In variables.tf we can see that we have a clusterId variable that does not have a default value. When trying to apply this plan, Terraform will ask us to provide this particular parameter (remember the id we asked to copy?). This is a bit problematic when working with Azure Release Pipelines, but it can be passed from the previous Terraform Task with a little effort.

# outputs.tf

output "job_url" {
  value = databricks_job.this.url
}

Above we have just the URL for the job that we are trying to create. You will be able to find it in the Databricks workspace anyway, but why not make life a bit easier?

# ExampleNotebook.py

print("Hello World!")

Here we have the collective effort of the Data Science team. After six months of deep analysis, they have come up with a way to greet our planet. Exciting! So far we are waiting for any response.

# main.tf

terraform {
  required_providers {
    azurerm    = {
      source  = "hashicorp/azurerm"
      version = "=2.74.0"
    }
    databricks = {
      source  = "databrickslabs/databricks"
      version = "=0.3.1"
    }
  }

  backend "azurerm" {
    storage_account_name = "mystorageaccount"
    container_name       = "myfilesystem"
    key                  = "TfPlayground-DBN-dev.terraform.tfstate"
  }
}

provider "azurerm" {
  features {}
}

data "azurerm_client_config" "current" {
}

locals {
  appId = "${var.applicationName}-${var.environment}"
  tags  = {
    ApplicationName = var.applicationName
    Environment     = var.environment
  }
}

module "keyvault_read" {
  source          = "./keyvault_read"
  kvName          = "k-v-${local.appId}"
  kvResourceGroup = "rg-${local.appId}"
  secrets         = [
    "service-user",
    "service-user-pass"]
}

data "azurerm_databricks_workspace" "this" {
  name                = "ws-${local.appId}"
  resource_group_name = "rg-${local.appId}"
}

provider "databricks" {
  azure_workspace_resource_id = data.azurerm_databricks_workspace.this.id
  azure_client_id             = module.keyvault_read.secrets_value["service-user"]
  azure_client_secret         = module.keyvault_read.secrets_value["service-user-pass"]
  azure_tenant_id             = data.azurerm_client_config.current.tenant_id
}

data "databricks_current_user" "this" {
}

resource "databricks_notebook" "this" {
  source = var.notebookFilePath
  path   = "${data.databricks_current_user.this.home}/${var.notebookName}"
}

resource "databricks_job" "this" {
  name                = "job-${local.appId}"
  existing_cluster_id = var.clusterId
  max_retries         = 0

  notebook_task {
    notebook_path  = databricks_notebook.this.path
  }
}

Our last blob of code is mostly boilerplate. It starts getting interesting with databricks_notebook. Since notebooks in Databricks are always owned by a user, we must assign them to some specific entity.

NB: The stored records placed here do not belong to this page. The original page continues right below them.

PR #2071, opened 2014-05-07
Deprecates old QC tests (new ones will replace)

lukecampbell:


lukecampbell:
@jamie-cyber1 ready to merge

jamie-cyber1:
Why not just remove it?

lukecampbell:
Because, once M088 is ready the test module here will need to be refactored. But in the transition period it's deprecated.

PR #2073, opened 2014-05-07
M101 Mission Executive

Bobfrat:
@carueda, @edwardhunter same as before but rebased onto master

-remove print statements
-add mission thread abort functionality


carueda:
Good to be merged, thanks!

PR #552, opened 2024-10-19
Decrease lower bound of correction range to 75

sterrell586:


marionbarker:
It looks like these changes are a personal customizations rather than updates intended for the wider Loop community. 

This is a common occurrence, so no worries! But please close this PR.

BR/Marion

The databricks_job is a tricky one. It seems that it’s impossible to start a one-off job that gets executed at the moment we finish applying the plan. We can define a cron job that will run periodically, but that’s not always what we would want.

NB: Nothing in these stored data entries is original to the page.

PR #556, opened 2025-02-12
Fix Decay Effect to be a continuous function

motinis:
This fixes the LoopMath  implementation to ensure that the decay effect function is continuous and thus doesn't show discontinuity effects related to user sensor time (as reported in https://github.com/LoopKit/Loop/issues/2287). The test demonstrates that shifting a glucose reading by 1 microsecond earlier results in a less than 1E-6 change to glucose prediction, while the prior implementation would have resulted in a massive jump at the boundary (i.e. after 1 microsecond elapsed).

Subsequent fixes would be necessary to be done to the LoopDataManagerDosing tests which rely on fixtures which are calibrated with the old implementation which was inaccurate when sensor readings were not extremely close to the beginning of 5 minute boundaries.

### DIFF
--- a/LoopKit/LoopMath.swift
+++ b/LoopKit/LoopMath.swift
@@ -193,20 +193,27 @@ extension GlucoseValue {
 
         let glucoseUnit = HKUnit.milligramsPerDeciliter
         let velocityUnit = GlucoseEffectVelocity.perSecondUnit
-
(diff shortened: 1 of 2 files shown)


motinis:
@ps2 - could you please take a look at this?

If you finally apply this project and follow the job_url, you should be able to run the job. Well done!

Closing words

There are many things that we did not cover in this tutorial. For those of you that are interested in further developing Terraform skills, we would recommend starting from visiting full documentation of modules and providers that we used. Maybe you can solve in an interesting way some of the problems that we could not?

We tried to be as objective as possible here and show both the pros and cons of working with Azure via Terraform. Overall this was a pleasant experience and although it’s a bit rough around the edges it seems like integration is heading in the right direction. No matter if you work with Azure or not, we would strongly recommend checking out Terraform!